START Extracted records

PR #2744, opened 2026-07-23
CAMS-824 Expand phone types, sort phones, and UI polish

fmaddenflx:
# Purpose

Round out the multi-phone contact work for trustees and staff: broaden the phone-type options to match what USTP staff actually need to record, ensure phone lists render in a stable, predictable order, and clean up a few UI rough edges in the new phone entry component.

# Major Changes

END Extracted records

Set down exactly the lines from the one that contains "Round out the" to the final line above, both included, and nothing more.

Round out the multi-phone contact work for trustees and staff: broaden the phone-type options to match what USTP staff actually need to record, ensure phone lists render in a stable, predictable order, and clean up a few UI rough edges in the new phone entry component.

# Major Changes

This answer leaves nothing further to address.